Cape Cod House Sites in "Freydis"

[…] I aimed for the only spot where logic said the Helgi-Finnbogi house site could have been. Pushing laboriously through the woods, we found a rectangular hollow in that precise spot. […]

The hollow is a perfect rectangle, and is slightly more than 43 feet in length and over 18 feet in width. […] It is just the right size for the number of persons in the Helgi-Finnbogi company to have slept on platforms 6 feet deep along the sides with a corridor 6 1/2 feet wide between the platforms. The platforms, probably about 18 inches above the floor, served as seats in the daytime. They could have had stone or wood foundations with poles across, covered with mats of plaited salt grass on which were laid animal skins. Space beneath the platforms was undoubtedly used for storage.

[…] when I had made a new study of the pertinent passage in the Flateyjarbók text, that the strange repetition in it acquired significance: "built their shed and then constructed a shed." […] The word "shed" (skala meaning shed or hut) is the same in both instances. […] Why did the Helgi-Finnbogi party build two sheds? For the same reason that Leif Erikson's party built two: first a building for themselves to live in, and then a shed over their ship to protect it from water and snow and ice. […] I was so firmly convinced of this that I said I would have full faith in the house site only if a ship-shed site existed near it.
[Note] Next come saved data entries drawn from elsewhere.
PR #3811, opened 2026-08-31
fix(context): fit the session block to the hook output limit by selection

### LINKED ISSUE #3802: Context builder should fit Claude Code's ~10K per-hook-output limit by selection, not counts (re-raising #1899 with fresh measurements)
## Summary

The SessionStart context block is built from **item counts**, so on active projects it exceeds Claude Code's per-hook-output limit and the model receives a 2KB `<persisted-output>` stub instead of the context — silently, with the hook reporting success. This was consolidated into #1899 (closed NOT_PLANNED in the April cleanup; #1591 was folded into it). Re-raising with fresh measurements and a proposal that fits the merge rubric (root-cause selection at build time, not bolt-on truncation).

## Fresh measurements (claude-mem 13.15.0, Claude Code 2.1.251, Windows 11)

The limit itself, measured with a probe hook emitting exactly N characters and checked deterministically against the session's `tool-results/` directory and transcript:

| probe | result |
|---|---|
| 10,000 chars | delivered verbatim |
| 10,001 chars | persisted to disk, replaced by a ~2KB preview stub |
| 3 hook commands × 8,000 chars | all delivered — the limit is **per hook output** |
| `hookSpecificOutput.additionalContext` at 20K / 40K | capped the same way (end-marker never reaches the model) |

claude-mem's `hook claude-code context` output measured across 10 real projects on one machine, with `CLAUDE_MEM_CONTEXT_OBSERVATIONS=15, FULL_COUNT=3, SESSION_COUNT=10`:

- worst project: **13,732 chars** (`additionalContext`) / 15,981 (`systemMessage`) → both stubbed, model gets nothing
- second worst: 9,286 — one busy day from the line
- the plugin **default** `CLAUDE_MEM_CONTEXT_OBSERVATIONS=50` makes overflow near-certain on any mature project

## Why count knobs cannot fix it

Items are variable-length: observation title lines run ~150–320 chars, session-summary lines ~250–600, and the last-session summary block is ~1–5K on its own. Any fixed count is either wasteful on quiet projects or over the line on busy ones. We tuned counts down (`FULL_COUNT=0, SESSION_COUNT=5, OBSERVATIONS=8`) and got the worst project to 7,646 — but that is an approximation with ~20% headroom, not a guarantee, and it forfeits context on projects that had room for more.

## Proposal

Make the context builder **fit a character budget by selection**: render, measure, and drop the lowest-value items (oldest first, titles before the last-session summary) until the rendered block fits — the same decision the count knobs approximate, made where the size is actually known. Expose the budget (e.g. `CLAUDE_MEM_CONTEXT_MAX_CHARS`, default ~8,000 ≈ 20% under the measured limit) so users can re-measure after Claude Code upgrades — the ceiling is undocumented and has to be treated as movable. This is not output truncation (no mid-item cuts), so it should be compatible with the no-truncation stance in `docs/merge-rubric.md`.

Happy to share the probe scripts / raw measurements.

ntdatt812:
Fixes #3802. Thanks for the measurements — the 10,000-character boundary and the per-hook (not per-session) scoping are what made this fixable rather than guessable.

## Why counts cannot do it

Your point is the whole design constraint: items are not a fixed size. A title is ~150–320 characters, a session-summary line ~250–600, and the last-session block 1–5K by itself. So any count safe on a quiet project wastes the budget, and any count that fills the budget there overflows on a busy one. The shipped `CLAUDE_MEM_CONTEXT_OBSERVATIONS=50` overflows on titles alone.

## The fix: measure, then drop whole items

`fitContextToBudget` renders, and while the result is over budget it gives up the most expensive thing still in it and renders again:

| given up | why first |
|---|---|
| full observation narratives | largest per-item cost, and their titles stay in the timeline |
| the last-session summary block | one item, 1–5K |
| sessions (halved) | coarser unit than an observation |
| observations (halved, floor 1) | last resort |

Whole items are dropped, never cut in half, so the block is always well-formed — the header, footer and at least one observation always survive. When everything droppable is gone and it is still over, the result says so (`overBudget`) rather than pretending.

This is selection at build time, as you asked for, not truncation bolted on after: the reduced config is fed back through the same `buildContextOutput`, so every render is a real, complete block.

`--full` is an explicit human request for everything, so it passes an unbounded limit and is unaffected.

## Design notes for review

- `ContextBudget.ts` is pure and generic over the item type. It takes the render function as a parameter, so it is tested directly, without a database, at every step of the ladder.
- No new setting. The limit is a measured property of the host, not an operator preference, so it is a constant with your measurement cited next to it. Say the word if you would rather have `CLAUDE_MEM_CONTEXT_MAX_CHARS` and I will add it.
- The reduction ladder is the one judgement call here. I ordered it by cost-per-value from your figures; if you would rather lose sessions before the summary block, that is one line in `reduceConfig`.

## Tests

`tests/context/context-budget-3802.test.ts`, 7 tests against a render stub carrying the cost profile you measured (300 header, 200/title, 1,200/full narrative, 400/session line, 3,000 summary block, 200 footer): a block that already fits is untouched and returns the *same config object*; 50 observations at the shipped defaults overflow and then fit; narratives go before timeline entries; the summary block goes before observations; at least one observation always survives and `overBudget` is set; an unlimited budget reduces nothing; and the result is never longer than the first render.

| mutation | result |
|---|---|
| never reduce (return the first render) | 4 failed |
| drop observations before full narratives | 1 failed |

```
bun test tests/context/context-budget-3802.test.ts     7 pass, 0 fail
bun test tests/context/                                78 pass, 4 fail
tsc --noEmit                                           clean
```

The 4 failures are the pre-existing `context database ownership` cases — same four names on a clean tree (71 pass / 4 fail before this branch, 78 / 4 after, the difference being these 7).

I have not measured the real block against a live Claude Code session; the fitting logic is proven directly, and the 10,000 figure is yours.


stantheman0128:
Support. Item counts cannot keep a hook under 10k. Measuring and dropping whole items is the right shape for the silent stub in #3802.

`--full` staying unlimited is correct.

The fitted text is not what the hook emits. `withObserverHealthWarning` runs after the fitter, so an unhealthy observer can push a 9,998-character block over the limit and Claude Code still swaps in the stub. Fold the warning into the render callback, or reserve space for it.

Marketplace installs still run `plugin/scripts/worker-service.cjs`. That bundle has to ship this, or the unbounded path stays live. Stats should count the fitted prefix, not the pre-trim query.

ntdatt812:
All three findings were real. Fixed, rebased onto `main`, pushed as `b85daa93`.

**1 — warning outside the budget.** Confirmed: `withObserverHealthWarning` ran on
`budget.text`, after fitting. It now renders inside the callback the fitter
measures, and the health is read once rather than per reduction — `render` is
called repeatedly and `readObserverHealth` touches state, so re-reading it would
let the measured length move under the loop.

**2 — stale marketplace bundle.** Confirmed, with one narrowing. I rebuilt
`worker-service.cjs` and `context-generator.cjs`, but deliberately left
`mcp-server.cjs` and `server-service.cjs` out. Rebuilding those two from a clean
tree produces byte-identical output to rebuilding them with this patch applied,
and both already differ from what is committed on `main` — so their diff is
pre-existing drift rather than this change, and including it would have added
two multi-megabyte files of noise to the review.

**3 — telemetry from discarded observations.** Confirmed:
`buildInjectStats(observations, summaries, …)` took the originals. It now takes
`observations.slice(0, budget.observationCount)` and
`summaries.slice(0, budget.config.sessionCount)` — the same slice
`buildContextOutput` uses for `displaySummaries`.

Both code fixes now live in an exported `fitContextForDelivery`, split out of
`generateContextWithStats`. The reason is worth stating: this module had no
in-process test path — the only existing coverage spawns a child process — so
nothing could have caught either defect. Five tests now drive that function
directly.

One correction to my own first attempt at those tests, since it bears on whether
they mean anything: with 50 observations they **passed under the mutation**. The
fitter's reduction steps are coarse, so the fitted block landed far enough below
10,000 that a warning appended afterwards still fit. The fixture is now 47
observations, which render to exactly 9,900 — fits alone, does not fit with a
600-character warning. Moving the warning back outside now fails that test, and
passing the original arrays to `buildInjectStats` fails two of the stats tests.

`bun test tests/context/` is 83 pass / 4 fail; the four are
`context database ownership`, which fail identically on `main` (child-process
stdout JSON parse, unrelated). `typecheck:root`, `lint:hook-io` and
`lint:spawn-env` are clean.

stantheman0128:
Thanks. Putting the warning inside the measured callback, and driving `fitContextForDelivery` with the 9,900 / 600 fixture, pins both holes. Leaving the unrelated bundle drift out of this PR is right.

thedotmack:
ALL-NIGHT SHIP Batch D: rebased onto latest `main` as #3995 (quota-cooldown notice kept inside the measured warning). Will merge #3995 if CI is green.

thedotmack:
Superseded by #3995.

thedotmack:
Superseded by #3995 (rebased onto latest main and squash-merged). Thank you.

[…] The boat-shed site was an excavation into the bank. It was close to 20 feet wide, and with visible remains of at least 53% feet in length. Its longitudinal axis, like that of the house site, was east-west. The house site was parallel with the edge of the bank, but the boat-shed site was located where the bank curved around so that its length was at right angles to the edge. At the inner or west end of the boat-shed site there is an excavated area extending southward. This could have been a storeroom for gear removed from the ship.